The broader industry impact of Mercury 2 lies in its potential to unlock the "agentic" future that AI labs have long promised. Most current AI agents are limited by the time it takes for a model to reason through a plan; if an agent needs to perform ten reasoning steps to solve a problem, and each step takes fifteen seconds, the user experience becomes unusable. By compressing that reasoning time into a second or less, Mercury 2 enables agents that can act, react, and correct their course in real time. This is particularly relevant for coding assistants and automated software engineering tools, where the model must understand the global context of a codebase while generating thousands of lines of code.
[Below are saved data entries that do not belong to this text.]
Issue #10853, opened 2021-08-10
Disallow delete or edit of Control Instances


AlexSCorey:
##### ISSUE TYPE
 - Feature Idea

##### SUMMARY
In 4.1 the Mesh code POD will introduce different types of instances to include Controller, Executioner, and Hybrid( which will do both).  Control nodes are automatically added to the controlplane instance group when they come online.  We should not allow them to be deleted or edited. 

We will also need API validation.

jbradberry:
https://github.com/ansible/awx/pull/10929 has merged.

CFSNM:
Opened PR to add automated API tests for this feature: https://github.com/ansible/tower-qa/pull/6800

CFSNM:
This issue has been tested from the API perspective. Need to test from the UI perspective as well. FYI @tiagodread @akus062381 @InnocentK

akus062381:
resolved

CFSNM:
Thanks @akus062381

Issue #10830, opened 2021-08-06
Prevent control-only instances from being added to user-defined instance groups.


AlanCoding:
Users can now add nodes to the cluster that are not allowed to run jobs (they can still run project updates and some other things).

These instances should be added to the `controlplane` instance group, but they should not be allowed to be added to any other instance group.

---

Jotting down some acceptance criteria:

- control and hybrid instances should automatically be added to `controlplane` IG (this should happen during awx installation)
- user attempts to add/remove instance from `controlplane` IG => 400
- user attempts to _delete_ hybrid / control instance altogether => 400
- (in general, seems like `controlplane` IG's membership should be immutable after install - do we want to go so far as to disable POST/PUT/DELETE for instancegroups/<control plane IG>/instances endpoint? seems like maybe we don't want to go quite this far)
- deleting an execution node is maybe allowed?

tchellomello:
PR https://github.com/ansible/automation-platform-collection/pull/128 should cover this

AlanCoding:
@tchellomello instances can _also_ be added to instance groups through the API. If that is attempted, we should give a 400 error, and that's the primary thing we'd like to accomplish with this issue.

tchellomello:
@AlanCoding alright, I will mention this for the team tomorrow so we can add that as well to this PR. Thanks for the heads up

AlanCoding:
I intended this to be done by the mesh code pod, because it's on the server code side of things. You already did the installer part.

But if anyone wants to get this knocked out, go ahead. It would be several weeks out for us because it's not urgent.

AlanCoding:
https://github.com/ansible/awx/pull/10985 will prevent them from being added by the policy rules. Once @jbradberry merges we should be done with this.

jbradberry:
https://github.com/ansible/awx/pull/10929 has merged.

jladdjr:
@thenets let us know if you need any additional context on this for testing.

tiagodread:
Verified that:
1- User cannot change instance group membership of control-only type:
```
{
    "msg": "Cannot change instance group membership of control-only node: ec2-34-239-101-88.compute-1.amazonaws.com."
}
```
although the user can at lest try to do so via UI

https://user-images.githubusercontent.com/12464858/137398251-22e7836f-25e9-416f-addd-94d37ef5e1b9.mp4


2- Hybrid and control-only are added to controlplane automatically
3- Users are not allowed to remove hybrid/control instances

[...]

Issue #10841, opened 2021-08-09
System Auditors can check list items


AlexSCorey:
### Please confirm the following

- [X] I agree to follow this project's [code of conduct](http://docs.ansible.com/ansible/latest/community/code_of_conduct.html).
- [X] I have checked the [current issues](https://github.com/ansible/awx/issues) for duplicates.
- [X] I understand that AWX is open source software provided for free and that I am not entitled to status updates or other assurances.

### Summary

On most, if not all, lists a system auditor can click the check box on the list items.  The delete button is still disabled so they can't really do anything with the button but it would be better UX to disabled the individual check boxes as well.

### AWX version

devel

### Installation method

docker for mac

### Modifications

no

### Steps to reproduce

Create a system auditor and sign in as that user. Go to any list.  

### Expected results

Check boxes on the tool bar, and the list items should be disabled.

### Actual results

List item check boxes are not disabled, and in some cases the toolbar check box  (select all) is not disabled.

BhaveshAnandpara:
Hey @AlexSCorey I am interested in working on this issue is this still open?

AlexSCorey:
@BhaveshAnandpara yes. Go for it

BhaveshAnandpara:
@AlexSCorey I need a bit of a context on what is the problem so if there is any image ??

PR #10927, opened 2021-08-23
Disable checkbox for instances with node type control.

kialam:
##### SUMMARY

Related #10853
Related #10830

Requires: https://github.com/ansible/awx/pull/10929

On the Instances Group > Instances tab, instances with a `node_type` of `control` should not be editable, deleted, disassociated, associated, etc. The API will validate this on their end. For the UI, we have now disabled the checkbox next to the instance to disableany user actions with control type nodes.

Screen Shot 2021-08-23 at 1 56 19 PM

##### ISSUE TYPE

 - Feature Pull Request

##### COMPONENT NAME
 - UI

##### AWX VERSION

```
19.3.0
```

### DIFF
--- a/awx/ui/src/screens/InstanceGroup/Instances/InstanceListItem.js
+++ b/awx/ui/src/screens/InstanceGroup/Instances/InstanceListItem.js
@@ -106,7 +106,7 @@ function InstanceListItem({
         <Td
           select={{
             rowIndex,
-            isSelected,
+            isSelected: isSelected && instance.node_type !== 'control',
             onSelect,
             disable: instance.node_type === 'control',
           }}
--- a/awx/ui/src/screens/InstanceGroup/Instances/InstanceListItem.js
+++ b/awx/ui/src/screens/InstanceGroup/Instances/InstanceListItem.js
@@ -108,7 +108,7 @@ function InstanceListItem({
             rowIndex,
             isSelected,
             onSelect,
-            disable: false,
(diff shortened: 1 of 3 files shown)


awx/ui/src/screens/InstanceGroup/Instances/InstanceListItem.js
```diff
@@ -108,7 +108,7 @@ function InstanceListItem({
             rowIndex,
             isSelected,
             onSelect,
-            disable: false,
+            disable: instance.node_type === 'control',
```
jbradberry, line 111: I take it that this is the list of instances that are members of a particular instance group?  Do we have an equivalent screen file for the list of instance groups that an instance is a member of?  In doing the back-end code, I realized that both needed to be dealt with.

nixocio:
@kialam as we talked we will also need to verify the proper UX for the select all for disabled checkboxes.

AlexSCorey (commented):
This does look like it disables the checkbox for `node_type === 'control'`. We should also probably disabled the select all button if all instances are `node_type === 'control'`.  Also check out [this issue](https://github.com/ansible/awx/issues/10841) to see if it can also be addressed during this work.

nixocio (approved):
LGTM. I would suggest to merge the API changes first then we can better test those changes.

jbradberry:
Ok, https://github.com/ansible/awx/pull/10929 has merged.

Inception’s earlier specialized model, Mercury Coder, already showed glimpses of this potential, but Mercury 2 generalizes these capabilities into a broader reasoning framework suitable for a wide variety of professional domains.

As the AI field continues to grapple with the rising costs of compute and the diminishing returns of simply scaling existing architectures, Mercury 2 represents a successful proof of concept for an alternative foundation. It challenges the assumption that language must be processed as a linear sequence, proving instead that language can be treated as a multidimensional data structure to be refined and sculpted. This shift could prompt other major players in the space to revisit their own reliance on autoregressive transformers. If diffusion-based language models continue to scale as efficiently as their image-based predecessors, the industry may see a rapid transition toward these parallel systems.

In summary, the launch of Mercury 2 marks a pivotal moment in the evolution of artificial intelligence. By successfully applying diffusion techniques to the complexities of human language and reasoning, Inception has broken the speed and cost barriers that have long constrained the most capable AI systems. With 1,000 tokens per second throughput and a price point that challenges the economics of the entire sector, Mercury 2 is more than just a new product; it is a demonstration of a new way for machines to think. As developers begin to integrate this model into real-world workflows, the focus of the industry is likely to shift from how much data a model can see to how efficiently and quickly it can refine that data into actionable intelligence. Mercury 2 has set a new benchmark for what is possible, suggesting that the future of AI will be characterized by speed, parallel reasoning, and structural innovation.